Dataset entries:
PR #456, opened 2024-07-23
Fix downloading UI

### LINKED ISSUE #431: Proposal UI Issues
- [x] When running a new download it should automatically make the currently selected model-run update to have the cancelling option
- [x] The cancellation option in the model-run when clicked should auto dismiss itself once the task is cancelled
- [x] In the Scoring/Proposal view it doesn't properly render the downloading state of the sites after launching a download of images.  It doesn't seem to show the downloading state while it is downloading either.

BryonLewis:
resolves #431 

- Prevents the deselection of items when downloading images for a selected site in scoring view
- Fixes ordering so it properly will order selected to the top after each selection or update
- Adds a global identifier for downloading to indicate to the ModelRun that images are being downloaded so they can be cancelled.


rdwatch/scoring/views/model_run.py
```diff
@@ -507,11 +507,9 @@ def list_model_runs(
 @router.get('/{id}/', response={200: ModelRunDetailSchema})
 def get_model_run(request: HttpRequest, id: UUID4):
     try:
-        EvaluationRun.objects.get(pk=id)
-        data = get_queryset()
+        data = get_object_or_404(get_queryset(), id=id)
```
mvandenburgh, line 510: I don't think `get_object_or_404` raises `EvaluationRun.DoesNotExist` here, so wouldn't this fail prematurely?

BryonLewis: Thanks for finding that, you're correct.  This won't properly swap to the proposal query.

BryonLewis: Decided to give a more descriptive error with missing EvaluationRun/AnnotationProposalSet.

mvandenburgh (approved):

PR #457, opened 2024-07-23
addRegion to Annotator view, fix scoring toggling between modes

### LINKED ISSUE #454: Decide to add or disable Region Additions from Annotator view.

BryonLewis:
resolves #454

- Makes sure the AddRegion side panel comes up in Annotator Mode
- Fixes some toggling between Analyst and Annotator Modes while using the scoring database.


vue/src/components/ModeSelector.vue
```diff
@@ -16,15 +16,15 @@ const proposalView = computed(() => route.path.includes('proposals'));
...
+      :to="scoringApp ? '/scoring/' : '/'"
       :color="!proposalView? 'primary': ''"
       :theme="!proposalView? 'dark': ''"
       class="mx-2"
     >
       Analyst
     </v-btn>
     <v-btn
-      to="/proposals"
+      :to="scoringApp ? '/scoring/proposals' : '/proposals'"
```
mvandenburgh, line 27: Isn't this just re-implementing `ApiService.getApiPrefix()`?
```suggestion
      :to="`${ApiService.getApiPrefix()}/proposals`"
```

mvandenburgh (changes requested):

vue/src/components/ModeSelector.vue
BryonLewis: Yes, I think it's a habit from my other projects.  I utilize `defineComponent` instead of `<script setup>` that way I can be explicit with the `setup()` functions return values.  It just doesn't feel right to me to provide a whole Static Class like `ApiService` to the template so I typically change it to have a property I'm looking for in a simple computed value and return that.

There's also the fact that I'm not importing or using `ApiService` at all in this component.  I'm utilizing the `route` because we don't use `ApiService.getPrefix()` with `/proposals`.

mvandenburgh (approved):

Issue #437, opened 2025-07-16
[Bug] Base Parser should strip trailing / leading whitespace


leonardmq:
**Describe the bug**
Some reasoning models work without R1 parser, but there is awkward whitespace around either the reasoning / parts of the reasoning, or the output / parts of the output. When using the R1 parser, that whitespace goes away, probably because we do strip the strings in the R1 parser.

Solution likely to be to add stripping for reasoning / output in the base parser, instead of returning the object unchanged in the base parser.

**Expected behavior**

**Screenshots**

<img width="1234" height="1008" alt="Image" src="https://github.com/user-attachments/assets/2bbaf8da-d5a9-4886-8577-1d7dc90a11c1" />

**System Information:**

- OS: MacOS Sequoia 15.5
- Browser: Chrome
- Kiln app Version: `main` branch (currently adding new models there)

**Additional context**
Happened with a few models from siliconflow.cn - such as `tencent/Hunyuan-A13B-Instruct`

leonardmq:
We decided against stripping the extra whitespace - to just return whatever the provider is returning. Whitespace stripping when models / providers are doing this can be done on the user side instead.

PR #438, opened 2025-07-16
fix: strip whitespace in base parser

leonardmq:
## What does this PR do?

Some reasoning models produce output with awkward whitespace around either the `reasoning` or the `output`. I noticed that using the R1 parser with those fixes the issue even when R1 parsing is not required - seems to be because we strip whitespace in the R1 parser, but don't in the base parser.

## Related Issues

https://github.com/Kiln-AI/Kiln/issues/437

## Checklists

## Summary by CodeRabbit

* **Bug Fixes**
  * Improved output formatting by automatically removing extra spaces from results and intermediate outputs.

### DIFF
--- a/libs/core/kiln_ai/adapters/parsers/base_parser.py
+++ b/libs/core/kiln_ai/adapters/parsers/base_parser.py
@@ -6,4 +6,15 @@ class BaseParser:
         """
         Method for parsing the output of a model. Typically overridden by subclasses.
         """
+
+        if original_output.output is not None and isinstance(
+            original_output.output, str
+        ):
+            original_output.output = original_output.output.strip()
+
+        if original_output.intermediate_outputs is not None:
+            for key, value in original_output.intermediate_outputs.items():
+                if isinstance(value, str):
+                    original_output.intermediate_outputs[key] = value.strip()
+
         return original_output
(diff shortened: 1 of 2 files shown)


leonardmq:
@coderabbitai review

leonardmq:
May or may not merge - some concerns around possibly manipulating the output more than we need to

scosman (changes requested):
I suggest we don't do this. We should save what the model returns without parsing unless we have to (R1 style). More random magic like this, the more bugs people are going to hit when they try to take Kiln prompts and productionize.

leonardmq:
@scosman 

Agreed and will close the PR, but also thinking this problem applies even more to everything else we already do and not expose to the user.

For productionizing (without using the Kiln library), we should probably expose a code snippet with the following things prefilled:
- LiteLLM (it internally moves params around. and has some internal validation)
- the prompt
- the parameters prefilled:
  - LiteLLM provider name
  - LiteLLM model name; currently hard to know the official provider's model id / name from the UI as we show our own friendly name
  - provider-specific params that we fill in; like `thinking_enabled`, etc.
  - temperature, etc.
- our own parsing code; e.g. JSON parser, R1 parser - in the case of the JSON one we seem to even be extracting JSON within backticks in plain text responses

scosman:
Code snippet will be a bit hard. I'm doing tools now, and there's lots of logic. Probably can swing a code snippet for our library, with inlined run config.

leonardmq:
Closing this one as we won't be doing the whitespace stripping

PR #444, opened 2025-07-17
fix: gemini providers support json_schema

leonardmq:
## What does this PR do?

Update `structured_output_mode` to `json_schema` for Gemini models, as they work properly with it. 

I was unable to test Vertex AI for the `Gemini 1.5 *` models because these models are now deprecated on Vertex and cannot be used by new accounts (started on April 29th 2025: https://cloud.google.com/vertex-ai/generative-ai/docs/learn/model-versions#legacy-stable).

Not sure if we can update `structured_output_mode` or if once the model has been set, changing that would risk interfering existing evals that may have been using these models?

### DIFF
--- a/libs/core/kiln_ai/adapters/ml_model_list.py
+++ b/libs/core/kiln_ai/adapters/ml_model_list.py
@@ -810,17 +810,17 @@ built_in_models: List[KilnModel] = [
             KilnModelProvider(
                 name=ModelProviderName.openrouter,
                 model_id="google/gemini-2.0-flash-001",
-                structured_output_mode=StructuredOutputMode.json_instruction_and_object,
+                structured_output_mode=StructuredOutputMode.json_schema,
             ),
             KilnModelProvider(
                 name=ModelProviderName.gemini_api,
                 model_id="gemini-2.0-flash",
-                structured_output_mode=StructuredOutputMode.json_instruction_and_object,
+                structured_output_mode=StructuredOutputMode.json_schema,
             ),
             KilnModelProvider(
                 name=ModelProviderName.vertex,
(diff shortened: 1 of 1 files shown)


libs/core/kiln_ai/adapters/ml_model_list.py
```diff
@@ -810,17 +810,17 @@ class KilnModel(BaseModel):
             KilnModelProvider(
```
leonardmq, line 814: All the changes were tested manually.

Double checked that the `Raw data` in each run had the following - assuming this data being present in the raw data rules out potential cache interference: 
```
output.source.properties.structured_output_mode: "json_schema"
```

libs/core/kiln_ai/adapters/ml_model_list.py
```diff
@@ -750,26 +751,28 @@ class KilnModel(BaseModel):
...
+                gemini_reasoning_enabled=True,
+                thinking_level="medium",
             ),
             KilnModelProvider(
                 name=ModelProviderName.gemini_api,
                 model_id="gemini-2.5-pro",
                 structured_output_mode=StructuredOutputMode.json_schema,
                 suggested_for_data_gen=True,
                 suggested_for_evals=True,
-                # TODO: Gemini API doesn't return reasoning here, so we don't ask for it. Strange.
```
* * *
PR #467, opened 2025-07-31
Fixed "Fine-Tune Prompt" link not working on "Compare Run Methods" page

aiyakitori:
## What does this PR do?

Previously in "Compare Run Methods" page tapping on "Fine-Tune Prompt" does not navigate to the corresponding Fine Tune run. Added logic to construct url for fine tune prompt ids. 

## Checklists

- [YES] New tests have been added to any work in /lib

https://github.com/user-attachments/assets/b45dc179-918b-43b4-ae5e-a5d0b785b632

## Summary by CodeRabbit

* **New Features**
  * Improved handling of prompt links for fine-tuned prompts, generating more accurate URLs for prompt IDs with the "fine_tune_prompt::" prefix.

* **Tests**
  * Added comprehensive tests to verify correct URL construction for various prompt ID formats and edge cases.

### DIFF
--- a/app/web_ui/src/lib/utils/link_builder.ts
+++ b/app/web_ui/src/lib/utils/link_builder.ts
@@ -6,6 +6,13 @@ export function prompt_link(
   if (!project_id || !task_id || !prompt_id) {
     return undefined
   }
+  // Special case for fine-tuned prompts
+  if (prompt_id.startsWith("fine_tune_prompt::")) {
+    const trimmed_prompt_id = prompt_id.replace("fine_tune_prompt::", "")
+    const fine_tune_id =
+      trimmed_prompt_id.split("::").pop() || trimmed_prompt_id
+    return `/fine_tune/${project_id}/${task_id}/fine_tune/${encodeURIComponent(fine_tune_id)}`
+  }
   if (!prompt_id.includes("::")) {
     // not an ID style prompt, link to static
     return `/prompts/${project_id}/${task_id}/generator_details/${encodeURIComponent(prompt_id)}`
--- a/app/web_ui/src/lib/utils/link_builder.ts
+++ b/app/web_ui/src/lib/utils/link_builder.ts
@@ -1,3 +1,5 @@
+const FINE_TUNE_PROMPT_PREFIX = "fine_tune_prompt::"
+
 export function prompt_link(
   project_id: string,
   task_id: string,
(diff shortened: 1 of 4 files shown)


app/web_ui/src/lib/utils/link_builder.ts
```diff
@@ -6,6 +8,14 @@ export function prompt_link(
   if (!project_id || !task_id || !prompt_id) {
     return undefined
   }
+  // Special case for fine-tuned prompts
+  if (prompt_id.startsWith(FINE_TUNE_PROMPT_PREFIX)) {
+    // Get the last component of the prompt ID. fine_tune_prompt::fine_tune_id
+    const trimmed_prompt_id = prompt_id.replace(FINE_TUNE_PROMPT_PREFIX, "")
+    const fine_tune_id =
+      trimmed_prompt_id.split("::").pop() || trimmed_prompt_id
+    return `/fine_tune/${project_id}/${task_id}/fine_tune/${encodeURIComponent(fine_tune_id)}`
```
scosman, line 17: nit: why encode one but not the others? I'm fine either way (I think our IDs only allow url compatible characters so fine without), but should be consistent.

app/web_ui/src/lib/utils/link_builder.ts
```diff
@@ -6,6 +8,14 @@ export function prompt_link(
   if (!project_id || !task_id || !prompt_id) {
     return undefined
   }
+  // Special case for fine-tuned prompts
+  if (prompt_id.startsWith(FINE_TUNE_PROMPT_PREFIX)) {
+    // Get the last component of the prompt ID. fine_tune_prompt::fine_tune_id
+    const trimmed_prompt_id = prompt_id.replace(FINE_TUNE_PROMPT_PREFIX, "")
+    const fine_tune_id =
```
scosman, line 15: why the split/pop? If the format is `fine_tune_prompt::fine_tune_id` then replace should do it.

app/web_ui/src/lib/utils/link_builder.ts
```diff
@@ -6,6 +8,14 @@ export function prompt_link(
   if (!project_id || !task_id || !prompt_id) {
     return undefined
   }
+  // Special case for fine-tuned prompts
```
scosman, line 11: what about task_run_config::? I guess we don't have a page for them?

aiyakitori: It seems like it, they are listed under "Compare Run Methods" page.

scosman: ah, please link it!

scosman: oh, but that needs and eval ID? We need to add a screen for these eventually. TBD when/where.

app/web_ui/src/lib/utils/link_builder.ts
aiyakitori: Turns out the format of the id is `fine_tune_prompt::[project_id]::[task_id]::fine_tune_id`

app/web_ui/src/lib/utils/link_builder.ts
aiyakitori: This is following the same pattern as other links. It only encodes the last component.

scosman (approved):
* * *
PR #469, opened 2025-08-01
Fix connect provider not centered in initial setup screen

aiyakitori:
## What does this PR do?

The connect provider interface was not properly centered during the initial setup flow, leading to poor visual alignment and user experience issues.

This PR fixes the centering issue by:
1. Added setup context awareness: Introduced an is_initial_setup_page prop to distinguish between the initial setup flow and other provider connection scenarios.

[EXERCISE AIM] Look through the entries above, find each line containing "google", and copy it.

[TASK OUTPUT]
I was unable to test Vertex AI for the `Gemini 1.5 *` models because these models are now deprecated on Vertex and cannot be used by new accounts (started on April 29th 2025: https://cloud.google.com/vertex-ai/generative-ai/docs/learn/model-versions#legacy-stable).
                 model_id="google/gemini-2.0-flash-001",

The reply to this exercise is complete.